Transcript for: the positive impacts war has had on women's rights.
Interviewee: Khadija Agil
Subject: Moving Minds - Imperial War Museum North
When it’s the two minutes silence, I think about the suffering that all the soldiers and all the people back home must have gone through. I think about how our society would be today, had those soldiers and those people not contributed to the war effort. I think especially in terms of feminism; in terms of us being allowed to go out into the workplace and being allowed to vote, and being allowed to do all the things that we are allowed to do today and to have an education. I just think that it’s an incredible achievement, and that we just owe so much to all of those soldiers, and to all the people back home as well who worked in the factories and who worked to supply food and weapons and all the things to the soldiers.Prior to the world wars, women were just expected to sit at home and cook and clean, and look after the children.

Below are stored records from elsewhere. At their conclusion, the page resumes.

PR #37823, opened 2026-05-06
Reduce running time of IP Sync Android perf tests

alllex:
Fixes https://github.com/gradle/gradle-private/issues/5197

Steps:
* Use a smaller android-100-kts project, who is a cousine of android-500-kts (see https://github.com/gradle/isolated-projects-testbed/pull/8)
* Use fewer measurement iterations, because previous runs demonstrated stable enough values
* Drop Moderne+CoD baseline  from perf comparison test, because it doesn't differ from the just-Moderne baseline for the current projects/scenarios we are targeting

---

In the updated setup, the `org.gradle.performance.regression.ip.IsolatedProjectsAndroidSyncPerformanceRegressionTest.sync Studio after build logic ABI change with cold daemon` scenario takes ~21m with 5 warmups and 5 iterations. The iterations are now ~14s each, and the main cost comes from the very first warmup that takes ~6m, downloading all dependencies.

See:
- https://builds.gradle.org/buildConfiguration/Gradle_Master_Util_Performance_AdHocPerformanceScenarioLinuxAmd64/112478360
- https://builds.gradle.org/buildConfiguration/Gradle_Master_Util_Performance_AdHocPerformanceScenarioLinuxAmd64/112479124

Let's not include this in the Ready for Nightly just yet and see how it fairs in practice in Ready For Release.

### DIFF
--- a/.teamcity/performance-tests-ci.json
+++ b/.teamcity/performance-tests-ci.json
@@ -13,7 +13,7 @@
       }
     } ]
   }, {
-    "testId" : "org.gradle.performance.crossbuild.ip.IsolatedProjectsAndroidSyncPerformanceComparisonTest.sync Studio after included build logic refactoring",
+    "testId" : "org.gradle.performance.crossbuild.ip.IsolatedProjectsAndroidSyncPerformanceComparisonTest.sync Studio after build logic ABI change",
     "groups" : [ {
       "testProject" : "android500Kts",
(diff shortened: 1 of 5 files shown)


blindpirate (approved):
LGTM if it could finish in an acceptable duration (like <1h).

cobexer:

Most of them weren’t educated- fine, they could play the piano and they’d take some art lessons- but they didn’t have the choice to go and study the sciences, it was mostly the arts. They didn’t have the right to vote; everything the owned they didn’t own it, their husband owned it. Post the world wars, I think it gave people the chance to chose to own property and to go to school and to get an education, to get jobs. It gave women the choice, asked them whether or not. Ok, if you want to stay home and have children, that’s you choice, so it wasn’t imposed by anyone. Or, you could go out and have an education, and get a career. Or you could do both. It gave women the choice, rather than having to stay at home and raise children.